→ **Exercise brief**
Below are records; count how many of their lines contain the string "public", and give only that number.

→ **Dataset extract**
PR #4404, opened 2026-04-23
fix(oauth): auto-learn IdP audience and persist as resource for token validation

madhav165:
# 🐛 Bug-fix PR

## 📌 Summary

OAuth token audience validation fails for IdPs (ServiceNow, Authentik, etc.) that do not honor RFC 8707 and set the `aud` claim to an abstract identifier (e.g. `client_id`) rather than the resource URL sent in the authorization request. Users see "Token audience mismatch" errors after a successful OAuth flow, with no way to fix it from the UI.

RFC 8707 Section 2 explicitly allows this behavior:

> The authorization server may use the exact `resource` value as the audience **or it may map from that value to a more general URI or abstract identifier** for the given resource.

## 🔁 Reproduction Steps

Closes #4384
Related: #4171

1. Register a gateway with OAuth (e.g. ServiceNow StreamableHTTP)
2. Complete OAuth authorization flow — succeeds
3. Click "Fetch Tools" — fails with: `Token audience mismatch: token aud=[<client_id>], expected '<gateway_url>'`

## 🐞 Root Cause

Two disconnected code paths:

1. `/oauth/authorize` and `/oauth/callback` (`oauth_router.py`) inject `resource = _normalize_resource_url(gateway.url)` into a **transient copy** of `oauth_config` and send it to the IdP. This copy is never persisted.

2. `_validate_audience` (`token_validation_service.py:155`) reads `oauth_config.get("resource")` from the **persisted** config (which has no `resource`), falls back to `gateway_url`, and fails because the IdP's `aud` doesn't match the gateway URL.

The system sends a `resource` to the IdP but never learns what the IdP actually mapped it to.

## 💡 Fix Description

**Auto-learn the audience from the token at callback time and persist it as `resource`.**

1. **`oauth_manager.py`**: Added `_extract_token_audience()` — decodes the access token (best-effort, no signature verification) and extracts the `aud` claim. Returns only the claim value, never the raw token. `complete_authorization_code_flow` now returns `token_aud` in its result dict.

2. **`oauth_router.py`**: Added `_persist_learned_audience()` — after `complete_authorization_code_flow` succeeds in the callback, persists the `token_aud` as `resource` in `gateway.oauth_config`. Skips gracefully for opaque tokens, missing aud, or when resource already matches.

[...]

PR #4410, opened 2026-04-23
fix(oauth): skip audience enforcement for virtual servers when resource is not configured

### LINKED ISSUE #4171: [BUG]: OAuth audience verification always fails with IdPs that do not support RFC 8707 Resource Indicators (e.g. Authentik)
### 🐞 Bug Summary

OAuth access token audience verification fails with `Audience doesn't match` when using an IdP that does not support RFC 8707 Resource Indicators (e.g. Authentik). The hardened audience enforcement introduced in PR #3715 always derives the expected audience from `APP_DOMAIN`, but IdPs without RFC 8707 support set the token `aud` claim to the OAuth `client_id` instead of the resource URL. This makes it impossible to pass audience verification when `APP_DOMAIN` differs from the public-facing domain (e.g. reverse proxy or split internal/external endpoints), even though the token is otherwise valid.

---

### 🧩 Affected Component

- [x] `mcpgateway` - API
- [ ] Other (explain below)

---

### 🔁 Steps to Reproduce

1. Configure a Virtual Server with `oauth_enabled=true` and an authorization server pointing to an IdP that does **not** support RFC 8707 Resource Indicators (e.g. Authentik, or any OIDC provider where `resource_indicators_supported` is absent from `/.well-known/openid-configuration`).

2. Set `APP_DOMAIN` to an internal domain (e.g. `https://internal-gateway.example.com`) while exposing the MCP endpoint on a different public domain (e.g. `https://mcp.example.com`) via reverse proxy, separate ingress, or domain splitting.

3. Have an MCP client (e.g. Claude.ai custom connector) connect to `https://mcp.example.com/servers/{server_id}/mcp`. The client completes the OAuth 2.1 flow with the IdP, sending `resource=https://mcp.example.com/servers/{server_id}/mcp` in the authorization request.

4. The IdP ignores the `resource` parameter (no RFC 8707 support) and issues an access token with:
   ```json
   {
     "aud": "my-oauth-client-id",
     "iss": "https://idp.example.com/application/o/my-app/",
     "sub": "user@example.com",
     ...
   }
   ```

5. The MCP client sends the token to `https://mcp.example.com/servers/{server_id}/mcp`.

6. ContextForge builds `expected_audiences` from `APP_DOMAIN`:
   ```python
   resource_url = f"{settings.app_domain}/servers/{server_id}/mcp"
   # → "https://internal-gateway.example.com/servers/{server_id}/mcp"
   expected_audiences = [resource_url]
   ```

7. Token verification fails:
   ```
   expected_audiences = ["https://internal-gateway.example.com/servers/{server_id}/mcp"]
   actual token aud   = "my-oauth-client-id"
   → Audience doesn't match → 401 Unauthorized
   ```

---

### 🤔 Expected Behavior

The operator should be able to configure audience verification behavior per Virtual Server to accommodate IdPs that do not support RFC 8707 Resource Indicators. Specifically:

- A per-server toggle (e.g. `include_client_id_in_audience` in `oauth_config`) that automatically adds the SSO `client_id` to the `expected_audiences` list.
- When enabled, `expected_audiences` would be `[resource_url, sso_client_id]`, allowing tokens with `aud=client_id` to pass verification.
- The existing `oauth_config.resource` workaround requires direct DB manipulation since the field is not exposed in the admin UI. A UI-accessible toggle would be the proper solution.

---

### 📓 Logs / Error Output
---
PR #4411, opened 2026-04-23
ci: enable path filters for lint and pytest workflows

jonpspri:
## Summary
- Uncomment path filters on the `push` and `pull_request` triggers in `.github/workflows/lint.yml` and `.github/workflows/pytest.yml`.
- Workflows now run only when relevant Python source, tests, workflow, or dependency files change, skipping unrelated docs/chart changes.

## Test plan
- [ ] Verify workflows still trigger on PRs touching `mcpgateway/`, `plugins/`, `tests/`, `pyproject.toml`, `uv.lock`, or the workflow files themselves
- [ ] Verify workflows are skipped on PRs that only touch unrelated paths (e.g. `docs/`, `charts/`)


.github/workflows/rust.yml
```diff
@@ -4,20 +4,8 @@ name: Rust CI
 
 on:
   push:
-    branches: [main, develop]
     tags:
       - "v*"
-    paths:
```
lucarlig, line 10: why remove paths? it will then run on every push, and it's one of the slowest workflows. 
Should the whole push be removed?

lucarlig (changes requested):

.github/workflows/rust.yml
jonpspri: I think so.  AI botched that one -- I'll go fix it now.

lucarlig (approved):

→ **Written answer**
2